For these reasons, Gillman says he does not necessarily accept the hypothesis that two years may represent an important cutoff point.

"I'm not sure I would go that far with these data," Gillman told heartwire. "First of all, they don't have information on fat or muscle or body composition. Second, that cohort was born during the 1930s and 1940s. So we don't know if what's observed in cohorts born back then has any relevance to cohorts born today. There was very little obesity back then, whereas we're facing an obesity epidemic at this point. I think what we can say is that during those first two years of life, there is some controversy, and we need to know more, because that's really important for parents and healthcare professionals."
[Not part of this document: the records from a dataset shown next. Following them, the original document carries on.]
PR #803, opened 2024-11-12
[ENH] Recompress files where dcm2niix failed

octomike:
As threatened in #802 an alternative approach.

+ try to open **and read** the nifit to  verify it wasn't truncated
+ recompress with gzip
+ fail if we couldn't - as opposed to just emit invalid file names (at least fmriprep fails to handle nii.gz that are not gz at all)

I decided to leverage the fact that heudiconv blindly moves all converted output files to `nii.gz`, even if they are just `nii` by renaming the successfully re-compressed image to `.nii`. This feels ugly, but results in the shortest/least-invasive PR.

### DIFF
--- a/heudiconv/convert.py
+++ b/heudiconv/convert.py
@@ -628,6 +628,19 @@ def convert(
                         item_dicoms, prefix, with_prov, bids_options, tmpdir, dcmconfig
                     )
 
+                    # try to handle compression failures from dcm2niix
+                    if outtype == 'nii.gz':
+                        converted_files = res.outputs.converted_files
+                        if not isinstance(converted_files, list):
+                            converted_files = [converted_files]
+                        uncompressed = [x for x in converted_files if x.endswith('.nii')]
+                        if len(uncompressed) > 0:
+                            lgr.warning("Conversion returned uncompressed nifti (>4GB?) - "
+                                        "trying to salvage by recompressing ourselves. "
+                                        "This might take a while ")
+                            if not recompress_failed(uncompressed):
+                                raise RuntimeError("Error compressing nifti")
+
                     bids_outfiles = save_converted_files(
                         res,
                         item_dicoms,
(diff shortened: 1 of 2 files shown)


heudiconv/convert.py
```diff
@@ -630,6 +630,19 @@ def convert(
...
+                        converted_files = res.outputs.converted_files
+                        if not isinstance(converted_files, list):
+                            converted_files = [converted_files]
+                        uncompressed = [x for x in converted_files if x.endswith('.nii')]
+                        if len(uncompressed) > 0:
+                            lgr.warning("Conversion returned uncompressed nifti (>4GB?) - "
+                                        "trying to salvage by recompressing ourselves. "
+                                        "This might take a while ")
+                            if not recompress_failed(uncompressed):
+                                raise RuntimeError("Error compressing nifti")
```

Implications for children worldwide

In his editorial, Gillman emphasizes that the scenario at the center of Barker et al's study—low-birth-weight children who rapidly gain weight in childhood—represents one of the fastest-growing groups in the world.

"This is a phenotype that's becoming more common in the developing world, where the epidemiologic transition consists of kids who were born at relatively lower birth weights who then, in the setting of urbanized, sedentary lifestyles, gain weight faster in childhood," Gillman elaborated to heartwire. As such, he writes in his editorial, the "ominous pattern" that the authors identified "is both common and liable to persist for the foreseeable future."

Sources
  1. Barker DJP, Osmond C, Forsén TJ et al. Trajectories of growth among children who have coronary events as adults. N Engl J Med 2005; 353:1802-1809.
  2. Gillman MW. Developmental origins of health and disease. N Engl J Med 2005; 353:1848-1850.



Your comments
Low birth weight followed by accelerated weight gain in childhood linked to increased heart-diseas
# 1 of 1
October 29, 2005 02:22 (EDT)
Kiran Modi
Convincing trial to change our attitude towards kids and their diet
How early years of our life decides the outcomes in later part, a convincing trial to make a difference in the way parenting is done and pediatricians should advise the parents of the young kids.